For anyone actually building: the date that matters is 27 July. Until the weights and the licence land, K3 is an excellent hosted API from a Chinese vendor at Western prices, which is a genuinely strange sentence to have to write. If the licence is permissive, this is the most consequential open-weight release of the year and the sovereignty maths changes for everyone. If it isn’t, it’s a very good API and the headlines were premature.
The gap is 2.8 points and closing. The price is Sonnet’s.
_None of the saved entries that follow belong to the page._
PR #234, opened 2021-02-05
Fix error handling of credential loading

jpcoenen:
There were two cases where either no error or an useless error were returned in the process of loading a credential:

- If no passphrase was provided when using the SDK, this error would get ignored altogether. This is fixed by 8a82982.
- After this was fixed, not setting a passphrase would lead to an "invalid passphrase" error instead of a "no passphrase provided error. This is fixed by 1a490aa (`passphraseReader` is now `nil` again in all cases that no passphrase is provided)
- If an invalid passphrase was provided through the environment, a crypto error would be returned. This is fixed by 9f74af2.

### DIFF
--- a/pkg/secrethub/credentials/key.go
+++ b/pkg/secrethub/credentials/key.go
@@ -85,6 +85,9 @@ func ImportKey(credentialReader, passphraseReader Reader) (Key, error) {
 		if envPassphrase != "" {
 			credential, err := decryptKey([]byte(envPassphrase), encoded)
 			if err != nil {
+				if crypto.IsWrongKey(err) {
+					err = ErrCannotDecryptCredential
+				}
 				return Key{}, fmt.Errorf("decrypting credential with passphrase read from $%s: %v", credentialPassphraseEnvVar, err)
 			}
 			return Key{key: credential}, nil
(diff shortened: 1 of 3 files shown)


pkg/secrethub/credentials/key.go
```diff
@@ -85,6 +85,9 @@ func ImportKey(credentialReader, passphraseReader Reader) (Key, error) {
 		if envPassphrase != "" {
 			credential, err := decryptKey([]byte(envPassphrase), encoded)
 			if err != nil {
+				if crypto.IsWrongKey(err) {
+					err = ErrCannotDecryptCredential
+				}
 				return Key{}, fmt.Errorf("decrypting credential with passphrase read from $%s: %v", credentialPassphraseEnvVar, err)
```
SimonBarendse, line 91: Is it useful to include the source of the passphrase in this error message as well?

SimonBarendse (approved):

pkg/secrethub/credentials/key.go
jpcoenen: I'm not sure if I get you correctly. Because I think that already happens.

SimonBarendse: Sorry, all is good :+1:

I misread this line `err = ErrCannotDecryptCredential` and thought the error was returned there. :see_no_evil:

SimonBarendse (approved):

The weights are ten days out. Everything that matters happens on the 27th.
Sources: Moonshot AI’s Kimi K3 launch materials, platform documentation and pricing pages (2.8T parameters, 16-of-896 expert routing, Kimi Delta Attention, 1,048,576-token context, text/image/video input, Max-only reasoning at launch, $3/$15/$0.30 pricing, weights promised by 27 July 2026); Simon Willison’s launch-day analysis; Artificial Analysis Intelligence Index v4.1 scores (Fable 5 59.9, GPT-5.6 Sol Max 58.9, K3 57.1, Sol xhigh +0.54) and the long-horizon Elo tracker (1547, +732 vs K2.6) via AA and aggregating coverage (kingy.ai, trilogyai, buildfastwithai, felloai, graphify, OpenRouter, officechai); Sonnet 5 comparison pricing and the introductory $2/$10 rate through 31 August; Yutong Zhang’s World Economic Forum remarks; Thinking Machines’ Inkling release (15 July) and its stated use of Kimi K2.5 for post-training data; Anthropic’s distillation accusations against Moonshot, Z.AI, MiniMax, Alibaba and DeepSeek, and reported US policy deliberations on distillation penalties and open-source encouragement, per Fortune, Bloomberg and CNBC reporting. Moonshot’s own benchmark claims are self-reported; the AA figures are independent but one day old and await broader replication. The active parameter count, licence terms and technical report were unpublished at the time of writing. Analysis and framing are the author’s; not investment advice.